TASK INSTRUCTIONS: Please show every line from the entries that carries the word "Delegation".

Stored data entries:
PR #327, opened 2024-07-29
fix: simplify definition of Delegation type

mraszyk:
This PR simplifies the definition of the `Delegation` type which is a simple record type and thus there's no need to formally define it as an enumeration type with a single variant `Delegation`.


oggy-dfin (approved):
LGTM

PR #328, opened 2024-08-06
chore: Move fetch_canister_logs to main management canister subsection

Dfinity-Bjoern:
Moving the method description to the suitable subsection (it's not part of the Bitcoin API).

### DIFF
--- a/spec/index.md
+++ b/spec/index.md
@@ -2488,30 +2488,6 @@ A single metric entry is a record with the following fields:
 
 - `num_block_failures_total` (`nat64`): the number of failed block proposals by this node.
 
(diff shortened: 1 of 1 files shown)


mraszyk:
How about moving this further up before the provisional API and adding a section for the provisional API?

Dfinity-Bjoern:
Yes makes sense. As just discussed in the interface spec:
- General API
- Bitcoin
- Provisional
seems the right thing to do.

mraszyk:
> Yes makes sense. As just discussed in the interface spec:
> 
> * General API
> * Bitcoin
> * Provisional
> 
> seems the right thing to do.

Done.

mraszyk (approved):

PR #330, opened 2024-08-07
Fix the anchor of canister_info

lwshang:
Change from `ic-canister-info` to `ic-canister_info` to align with other management canister API anchors.


Dfinity-Bjoern (approved):
Thanks for the quick fix!

PR #333, opened 2024-09-01
fix: chunk store of a deleted canister is dropped

mraszyk:
This PR fixes the specification to drop the chunk store of a deleted canister. The implementation removes the chunk store by removing the entire canister from the replicated state including the chunk store stored in the canister's system state.


Dfinity-Bjoern (approved):
Thanks for fixing!

PR #337, opened 2024-09-03
fix: remove bitcoin query API from candid file

mraszyk:


Dfinity-Bjoern (approved):
Thanks for cleaning up!

PR #338, opened 2024-09-09
fix: canister memory usage - simplify and model chunk store

mraszyk:
This PR fixes the canister memory usage by modelling chunk store memory usage and simplifying notation.


Dfinity-Bjoern (approved):
Great, thank you Martin for cleaning that up!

RESULT OF THIS EXERCISE:
fix: simplify definition of Delegation type
This PR simplifies the definition of the `Delegation` type which is a simple record type and thus there's no need to formally define it as an enumeration type with a single variant `Delegation`.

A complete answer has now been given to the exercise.